Thread: Router that can get through walls?

skippy786 - 22/9/06 at 19:18

Anyone know of a router that can get decent signal through walls?

I'm going to be setting up a network with the computer only about 30 feet from the router, but with 2-3 nice big plaster walls in the way. Do I have a chance?

Thanks.


titillation - 29/9/06 at 13:07

quote:
Anyone know of a router that can get decent signal through walls?

I'm going to be setting up a network with the computer only about 30 feet from the router, but with 2-3 nice big plaster walls in the way. Do I have a chance?

Thanks.

There are powerline adaptors that can create a LAN using your electricity mains in the house. That might be an option for you - but they do not always work between all connections. (Much like your regular babyphone: might work down the street, but not in the next room - only I think these are build to absolutely not work in the "down the street" scenarios)


Geocoorna - 20/2/07 at 21:20

I have a $49 Linksys router in a corner room of the house, and there are about 40 feet and six plaster walls between it and the bedroom. Out-of-the-box there was no way the signal could reach.

I replaced one antenna with a 7dBm omni-directional from D-Link, and made parabolic reflectors for it and the remaining original antenna. Now the whole house gets good to excellent service -- even the upstairs!

An antenna solution is better than a stronger wireless router, because a better antenna can both send stronger and pick up the weak signal from the other side of the bridge.


rfengr - 8/11/07 at 23:23

Getting through plaster walls are a matter of having enough RF power. A drywall takes about 6dB to 10dB to penetrate. If your router is transmitting perpendicular to the wall it takes about 6dB. If the transmission is skewed, it'll take about 10dB.

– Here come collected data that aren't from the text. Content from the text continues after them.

Issue #432, opened 2026-07-24
createImageBitmap and copyExternalImageToTexture do not preserve alpha semantics on Apple platforms


Josema:
I encountered this issue while implementing MTSDF atlases. Codex prepared a fix for me, but I don’t want to open a pull request because I’m not confident about the code or the patch. Here is what Codex suggests to fix the problem:

---

## Description

On Apple platforms, images decoded by `createImageBitmap` are always stored with premultiplied RGB channels.

Additionally:

- `createImageBitmap` ignores `ImageBitmapOptions.premultiplyAlpha`.
- `GPUQueue.copyExternalImageToTexture` ignores `GPUImageCopyTextureTagged.premultipliedAlpha`.
- The same behavior occurs when `flipY` is enabled.

This makes it impossible to upload straight/unpremultiplied RGBA data without losing information.

## Current behavior

The Apple implementation creates the bitmap using:

```objc
kCGImageAlphaPremultipliedLast | kCGBitmapByteOrder32Big
```

Core Graphics therefore transforms decoded pixels as follows:

```text
RGB_stored = RGB_source × alpha
```

For example, a source pixel containing:

```text
RGBA = [128, 128, 128, 128]
```

is decoded approximately as:

```text
RGBA = [64, 64, 64, 128]
```

The original straight RGB values are no longer available after quantization.

`copyExternalImageToTexture` then uploads these bytes directly through `WriteTexture`, regardless of the value of:

```ts
destination.premultipliedAlpha
```

### `createImageBitmap`

The native implementation should respect:

```ts
createImageBitmap(source, {
  premultiplyAlpha: "none"
})
```

When `"none"` is requested, the resulting `ImageBitmap` should preserve straight RGBA values:

```text
[128, 128, 128, 128]
```

When `"premultiply"` is requested, the resulting values should be premultiplied:

```text
[64, 64, 64, 128]
```

The bitmap should retain enough metadata to identify whether its stored data is premultiplied.

### `copyExternalImageToTexture`

`GPUQueue.copyExternalImageToTexture` should convert between the source representation and the representation requested by:

```ts
destination.premultipliedAlpha
```

The default value of `GPUImageCopyTextureTagged.premultipliedAlpha` must remain `false`.

The conversion should happen exactly once:

| Source representation | Destination value | Expected operation |
| --- | ---: | --- |
| Straight | `false` or omitted | No conversion |
| Straight | `true` | Premultiply |
[...]

PR #433, opened 2026-07-24
Preserve straight-alpha ImageBitmap data on Apple platforms

Josema:
https://github.com/wcandillon/react-native-webgpu/issues/432


wcandillon:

The FSL (Free Space Loss) for 40 ft is about -85dB. Let's assume that the transmit power of your router is 50mW (+17dBm) and the antenna is 2.2dBi and the 1Mbps receive sensitivity is about 90dB. You have a link budget of about 24.2dB to make the link, if there were no walls. The walls will require an additional 36dB to 60 dB to penetrate. Your net link margin is -11.8dB best case to -35.8dB on the worst case.

From an RF perspective, I don't think adding a higher gain antenna is going to work. You're going to need a bi-directional RF power amplifier. The amps are more costly than the Linksys router. You might want to look at cabling if you don't want to spend the money on the amp.